Bioclimatic architecture is a type of ecological construction in which natural elements of the place are used. Building designs that take into account climate and environmental conditions to achieve thermally efficient buildings.
The bioclimatic concept uses available natural resources in a building design (sun, vegetation, rain, wind, etc.). It is adapted and based on the local climate, so passive solar energy plays a fundamental role.
The bioclimatic approach is related to the principle of self-sufficiency. It aims to reduce the environmental impact caused by fossil fuels and nuclear energy.
Homes built using traditional architecture generate gas and CO2 emissions from air conditioning and heating systems. These emissions harm air quality and promote climate change and the greenhouse effect.
We must adapt the location and orientation in bioclimatic designs to different climatic conditions. The aim is to improve energy efficiency and reduce energy consumption using passive systems. Thermal comfort and energy savings are the most important goals.
What Is the Goal of Bioclimatic Architecture?
The goal is the control of the internal microclimate with passive design strategies. These strategies minimize mechanical systems' use and maximize heat exchanges' efficiency between the building and the environment.
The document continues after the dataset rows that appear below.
PR #14, opened 2017-03-10
update console and run commands

izakp:
update console and run to inject environment and imagePullPolicy with overrides as json rather than args to kubectl... this should allow working around `kubectl`'s issue parsing env vars with commas in them and allow for injecting env vars such as `FOO=123,456`

cc @joeyAghion @bhoggard @cavvia


ashkan18:
💯  thanks for fixing this!

PR #16, opened 2017-04-05
V1 refactor

izakp:
Refactor for a v1-beta release:
- Remove dependency on `aws` cli - use boto3 python library
- Change `AWS_REGION` env var to `AWS_DEFAULT_REGION` as it is what boto3 expects
- Remove `config` command and drop references to config maps - all env should be managed through the `secrets` subcommand
- Change `init` command to `setup`
- Add example `secretKeyRef` fields to service dependencies (i.e. `REDIS_URL`) in `setup`
- Refactor exception handling & exit codes to be handled top-level by `hokusai.command` decorator
- Remove `console` command - add a `--tty` option to `run` command instead
- Remove `pull` command so as not to pollute local registry
- Change `images` command to `tags` command, which lists remote image tags via ECR API
- `push` command always builds project (if the `test` command previously built the container, docker will use the same image cache)
- Remove `build` command - builds are implicit in `test` and `push`
- Add `--skip-build` option to `dev` command
- Add `logs` command
- Refactor internal APIs - add Kubectl, Deployment, Service classes
- Change `stack` subcommands to `create` / `update` / `delete` / `status`
- Support for multiple deployments via `deployments` array in config.yml
- Update `setup` command to create ECR repo if it does not exist
- Update `check` command to check ECR repository existence and kubectl contexts 'staging' and 'production'
- Add basic unittests

Breaking changes:
- Existing projects should move all environment vars to secretKeyRefs, rather than configMapKeyRefs before updating.


hokusai/commands/stack.py
```diff
@@ -1,72 +1,72 @@
...
+  shout(kctl.command("delete -f %s" % kubernetes_yml))
   print_green("Stack %s deleted" % kubernetes_yml)
-  return 0
 
+@command
 def stack_status(context):
-  HokusaiConfig().check()
+  deployment = Deployment(context)
+  deployment_data = []
+  for item in deployment.cache:
```
bhoggard: What are `deployment.cache` and `service.cache` used for?

README.md
```diff
@@ -17,21 +17,17 @@ If you use homebrew, install Docker for Mac with: `brew tap caskroom/cask && bre
...
 2) [Docker Compose](https://docs.docker.com/compose/)
 
-If you installed Docker for Mac, `docker-compose` is also installed. Otherwise install with: `pip install docker-compose`.
-
-3) [AWS CLI](http://docs.aws.amazon.com/cli/latest/userguide/installing.html)
-
-Install with: `pip install awscli`. Set the `$AWS_ACCESS_KEY_ID` and `$AWS_SECRET_ACCESS_KEY` and `$AWS_REGION` environment variables. You should have permissions to evaluate the `aws ecr get-login` comamnd for your ECR region and push access to your ECR repositories.
+If you installed Docker for Mac, `docker-compose` is also installed. Otherwise install with: `(sudo) pip install docker-compose`.
 
 ## Setup
```
bhoggard: Should this be called Installation now, since setup is a different thing, for apps?

README.md
```diff
@@ -50,14 +46,13 @@ Required options:
...
   - `--s3-key`: The S3 key of your org's kubectl config file
 
-### Initializing a project
+### Setting up an existing project
 
-* `hokusai init` - Writes hokusai project config to `hokusai/config.yml`, creates test, development and production yaml files alongside it, and adds a Dockerfile to the current directory.
+* `hokusai setup` - Writes hokusai project config to `hokusai/config.yml`, creates test, development and production yml files alongside it, and adds a Dockerfile to the current directory.
 
 Required options:
   - `--aws-account-id`: Your AWS account ID - can be found in your AWS account console.
```
bhoggard: Should we add the other options - mongodb, etc. so people realize they are here without running `--help`?

hokusai/commands/stack.py
izakp: To avoid making the same API calls (i.e. it loads the data from kubect when it is instantiated, and accesses it in different methods)

README.md
```diff
@@ -83,23 +76,29 @@ Recommended approach is to upload your `kubectl` config to S3 and use following
 ```bash
 hokusai install --s3-bucket <bucket name> --s3-key <file key>
 ```
-### Working with ConfigMaps
 
-* `hokusai config pull` - Pulls config from the Kubernetes server and writes to the `hokusai` directory.
-* `hokusai config push` - Pushes config from the hokusai directory to the Kubernetes server. Config is created for the project as the Kubernetes ConfigMap object `{project}-config`
+The following commands refer to a Kubernetes context.  By convention, Hokusai looks for both a `staging` and a `production` context available to `kubectl` (usually in `~/.kube/config`).
```
izakp: Ok will expand the docs in README to include arguments / options

README.md
```diff
@@ -50,14 +46,13 @@ Required options:
   - `--s3-bucket`: The S3 bucket containing your org's kubectl config file
   - `--s3-key`: The S3 key of your org's kubectl config file
 
-### Initializing a project
+### Setting up an existing project
 
-* `hokusai init` - Writes hokusai project config to `hokusai/config.yml`, creates test, development and production yaml files alongside it, and adds a Dockerfile to the current directory.
+* `hokusai setup` - Writes hokusai project config to `hokusai/config.yml`, creates test, development and production yml files alongside it, adds a Dockerfile to the current directory, and creates a project ECR repo.
```
cavvia: isn't it actually called 'yaml'? seems more human readable than the file extension.

README.md
```diff
@@ -83,23 +76,29 @@ Recommended approach is to upload your `kubectl` config to S3 and use following
...
+
 ### Working with Stacks
 
-* `hokusai stack up` - Launch a stack for a given Kubernetes context.
-* `hokusai stack down` - Delete a stack defined for a given Kubernetes context.
-* `hokusai stack status` - Print the stack status.
+* `hokusai stack create` - Create a stack in the given Kubernetes context.
+* `hokusai stack update` - Update a stack in the given Kubernetes context.
+* `hokusai stack delete` - Delete a stack in the given Kubernetes context.
+* `hokusai stack status` - Print the stack status in the given Kubernetes context.
```
cavvia: i prefer these to `up` and `down`, more descriptive. :+1:

README.md
```diff
@@ -108,5 +107,14 @@ hokusai install --s3-bucket <bucket name> --s3-key <file key>
 
 ### Running a console
 
-* `hokusai console` - Launch a container and attach a shell session.
 * `hokusai run` - Launch a container and run a given command. It exits with the status code of the command run in the container (useful for `rake` tasks, etc).
```
cavvia: +1 I want to know how to launch a console not just a command.

hokusai/deployment.py
```diff
@@ -0,0 +1,70 @@
+import datetime
+import json
+
+from hokusai.config import config
+from hokusai.kubectl import Kubectl
+from hokusai.common import print_red, print_green, shout, get_ecr_login
+
+class Deployment(object):
```
cavvia: i would go for more of a command object pattern here, so instead of `update` the method would be `run` or something like that.

hokusai/kubectl.py
```diff
@@ -0,0 +1,25 @@
+import json
+
+import yaml
+
+from hokusai.common import shout
+
+class Kubectl(object):
```
cavvia: It feels a bit weird for all these classes to live in the same namespace (Kubectl, ECR, Deployment) as they don't have a great deal in common.

cavvia:
Phew lots going on here. Hokusai now wraps `kubectl`, `ecr` and `docker` commands, so you could split up the class namespaces a bit perhaps. Still a bit light on tests but since it's mainly I/O i'm not sure how you could improve on that.

bin/hokusai
```diff
@@ -163,18 +119,17 @@ def secrets(action, context, secret, verbose):
...
-  if action == 'up':
-    sys.exit(hokusai.stack_up(context))
-  elif action == 'down':
-    sys.exit(hokusai.stack_down(context))
+  if action == 'create':
+    hokusai.stack_create(context)
+  elif action == 'update':
+    hokusai.stack_update(context)
+  elif action == 'delete':
+    hokusai.stack_delete(context)
```
cavvia: isn't this called `stack_destroy` below?

hokusai/commands/stack.py
```diff
@@ -1,72 +1,72 @@
...
-  print_green("Stack %s created" % kubernetes_yml)
-  return 0
+  kctl = Kubectl(context)
+  shout(kctl.command("apply -f %s" % kubernetes_yml))
+  print_green("Stack %s updated" % context)
 
-def stack_down(context):
-  HokusaiConfig().check()
+@command
+def stack_destroy(context):
```
cavvia: this won't destroy you local config file for the given context - is that clear to the end user?

README.md
izakp: YAML is itself a [recursive acronym](https://en.wikipedia.org/wiki/YAML) so we're playing with fire here ;)  Hokusai is looking for `*.yml` files, perhaps it should look for `*.yaml` as well.

hokusai/kubectl.py
izakp: Should they live in `libs` perhaps?

bin/hokusai
izakp: Yea that bit me in my Lunch and Learn :( A good test case.

hokusai/deployment.py
izakp: Yea that might be an appropriate pattern... `run` / `execute`

izakp:
@cavvia thanks for the notes - still adding tests (they are definitely not sufficient yet)

README.md
izakp: Thanks @bhoggard good point - Install Hokusai, Install Dependencies (`deps` as we determined yesterday) and `setup` for apps

README.md
```diff
@@ -69,10 +64,8 @@ Required options:
 
 ### Working with Images
 
-* `hokusai build` - Build the latest docker image for the project.
-* `hokusai pull` - Pull images for your project from your AWS ECR repo.
-* `hokusai push` - Push a locally built image to your AWS ECR repo.
-* `hokusai images` - List all project images in your local docker registry.
+* `hokusai push` - Build and push and image to the AWS ECR project repo.
```
izakp: Good catch

izakp:
Pushed changes:

- Changes `install` command to `deps` - Install dependencies
- Fixes to Secrets after going through hokusai_demo - empty Secrets object is now created and destroyed along with the stack
- Changed kubectl {CONTEXT} argument to a required option wherever applicable.  This does away with confusion about the order of arguments in the `stack` and `secrets` commands.  i.e. you can write `hokusai stack status --context staging` or `hokusai stack --context staging status`
- Changed `hokusai promote` to have default options `--from=staging` and `--to=production`

bhoggard:
Thanks for the changes, @izakp. They all make sense to me.

hokusai/commands/setup.py
```diff
@@ -0,0 +1,239 @@
...
+from jinja2 import Environment, PackageLoader
+env = Environment(loader=PackageLoader('hokusai', 'templates'))
+
+from hokusai.command import command
+from hokusai.config import config
+from hokusai.ecr import ECR
+from hokusai.common import print_green, print_red, build_service, build_deployment, YAML_HEADER
+
+@command
+def setup(aws_account_id, project_type, project_name, aws_ecr_region, port,
```
cavvia: this function is about 200 lines too long :)

hokusai/kubectl.py
cavvia: kubectl and ECR wrappers could go in a `services` module.

test/integration/test_ecr.py
```diff
@@ -0,0 +1,44 @@
...
+
+  @httpretty.activate
+  def test_registry(self):
+    httpretty.register_uri(httpretty.POST, "https://ecr.us-east-1.amazonaws.com/",
+                            body=open(os.path.join(os.getcwd(), 'test', 'fixtures', 'ecr-repositories-response.json')).read(),
+                            content_type="application/x-amz-json-1.1")
+    repositories = [str(repo['repositoryName']) for repo in self.ecr.registry()]
+    self.assertTrue('foo' in repositories)
+    self.assertTrue('bar' in repositories)
+    self.assertTrue('baz' in repositories)
```
cavvia: this testing style with service responses as fixtures looks good to me.

test/integration/test_ecr.py
```diff
@@ -0,0 +1,44 @@
...
+  def test_project_repository_exists(self):
+    httpretty.register_uri(httpretty.POST, "https://ecr.us-east-1.amazonaws.com/",
+                            body=open(os.path.join(os.getcwd(), 'test', 'fixtures', 'ecr-repositories-response.json')).read(),
+                            content_type="application/x-amz-json-1.1")
+    self.assertTrue(self.ecr.project_repository_exists())
+
+  @httpretty.activate
+  def test_create_project_repository(self):
+    httpretty.register_uri(httpretty.POST, "https://ecr.us-east-1.amazonaws.com/",
+                            body=open(os.path.join(os.getcwd(), 'test', 'fixtures', 'ecr-repositories-response.json')).read(),
```
cavvia: shouldn't this be the `create-respositories-response`? I would assert for existence of the `createdAt` property in the response, it's too generic currently.

cavvia:
This is now almost two weeks old and sufficiently large that it's difficult to review - I would look to merge as soon as possible. Perhaps with the introduction of the new integration tests this is good to go - do you have more tests you're planning to roll into this?

A more test driven approach will serve us well in future.

Will the breaking changes require a migration for our existing hokusai apps, and is there some way of codifying that migration? I would be curious to see how you go about migrating to `secretKeyRefs` - does it involve manually redefining every secret for each project as a separate hokusai/kubectl command?

hokusai/commands/setup.py
izakp: Yeh agreed :/

test/integration/test_ecr.py
izakp: 👍

izakp:
@cavvia yea it's a monster - I was just thinking that myself.  I want to commit integration tests against the Kubernetes API but I as of yet cannot get minikube to run in a CI environment.  So going forward,  what I want to do is publish Hokusai to pip early (where master is now) as a 0.1 beta release.  Then we can install it from pip in all existing apps, and work on moving them over to the v 1.0 release as needed.  This will be a breaking migration for existing apps as it will necessitate moving all environment vars over to secrets, but will also address automatic injection of secrets as env vars so kubernetes yaml files do not have to define `secretKeyRef` for every secret key / value pair.

README.md
```diff
@@ -69,44 +68,94 @@ Required options:
...
 ```bash
-hokusai install --s3-bucket <bucket name> --s3-key <file key>
+hokusai deps --s3-bucket <bucket name> --s3-key <file key>
 ```
-### Working with ConfigMaps
-
-* `hokusai config pull` - Pulls config from the Kubernetes server and writes to the `hokusai` directory.
-* `hokusai config push` - Pushes config from the hokusai directory to the Kubernetes server. Config is created for the project as the Kubernetes ConfigMap object `{project}-config`
 
+When running `hokusai setup` `staging.yml` and `production.yml` are created in the hokusai project directory. These files define what Hokusai calls "stacks", and Hokusai is opinionated about a workflow between a staging and production Kubernetes context.  Hokusai commands such as `stack`, `secrets`, `deploy` and `logs` require invocation with either the `--staging` or `--production` flag, which references the respective stack YAML file and interacts with the respective Kubernetes context.
```
joeyAghion: Having `--staging` and `--production` as flags themselves rather than options (like `-c staging` or something) seems arbitrary to me. We should do whatever's typical in the pip/cli world I guess.

bin/hokusai
```diff
@@ -6,232 +6,219 @@ import sys
...
-  set - set {SECRET} in the kubectl {CONTEXT} - each {SECRET} must be in of form 'KEY=VALUE'\n
-  unset - Unset {SECRET} from the kubectl {CONTEXT} - each {SECRET} must be of the form 'KEY'
-  """
-  set_output(verbose)
-  if action == 'get':
-    sys.exit(hokusai.get_secrets(context))
+def secrets(action, secret, staging, production, verbose):
+  """Actions: [get|set|unset]
+
+  create - create the secret Kubernetes object for project
```
joeyAghion: Maybe this should just be automatic if it doesn't exist (when `set` is called)?

joeyAghion:
These changes address a lot of my early confusions. 

The one part that I find unexpected as a developer/consumer is everything being stored as secrets. I like how the cluster is the authoritative reference for all config values (rather than local or committed files), but treating them all 1 way seems blunt. (Said another way, if I were choosing just 1 of them to build first, it might be the more general-purpose configmaps... assuming they could be get/set the same way.)

izakp:
Ok merging for a v1-beta-1 release candidate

In general, in temperate climate regions, there are three thermal phases:
Winter: solar radiation should be encouraged on the walls and windows to warm the interior. The main objective is to reduce the energy consumption of heating.
Summer: it is necessary to protect the building from solar radiation with shade systems. It is intended to have high thermal inertia and favor the natural ventilation of the building. The goal is to reduce the energy consumption of air conditioners.
Mid Season - Requires the combination of heating and cooling solutions.
Types of Energy Capture in Bioclimatic Architecture
We can distinguish three types of energy capture in bioclimatic architecture: direct capture, indirect capture, and separate capture.
1. Direct Collection
Passive direct capture systems are architectural systems that represent immediate and easy use.
An example of direct capture is homes oriented in such a way that they capture solar energy from the sun directly. A proper design in passive solar energy systems will take advantage of natural lighting.
Direct systems must also include components to control:
The energy losses of winter nights
The temperature rises in summer.
2. Indirect Collection
Passive, indirect capture systems use a sensor to conduct the heat into the cabin's interior integrated within its structure.
The Trombe wall is a glass on top of a solid matt black wall. It acts as a storage tank and heat diffuser inside the house that represents significant energy savings.
However, in hot climates, the problems with excess heat that are suffered in summer must be taken into account. We can solve these problems by using ailerons or umbrellas that keep the wall in the shade.
Another system is to replace a wall with black metal drums filled with water or the ceiling with black collectors. These elements are isolated from the outside. In both cases, the water tanks would be heated during the day.
3. Separate Collection
Passive separate collection systems conduct thermal energy into the interior of the passenger compartment. These systems are separated from the home but not far away.
In the case where they were far away, they could not be called passive solar energy systems. In this case, we would need a forced transport - it is called solar air heaters.
In this system, solar radiation is collected in a glass chamber. This chamber can be used as an agricultural greenhouse, separated from the house by a collecting surface.
What Kind of Renewable Energies Are Used?
The primary source of energy is passive solar energy. However, people tend to install other sources of renewable energy, as well.
The renewable energy sources most used in a bioclimatic building are eolic energy, photovoltaic solar energy, solar thermal energy, and geothermal energy.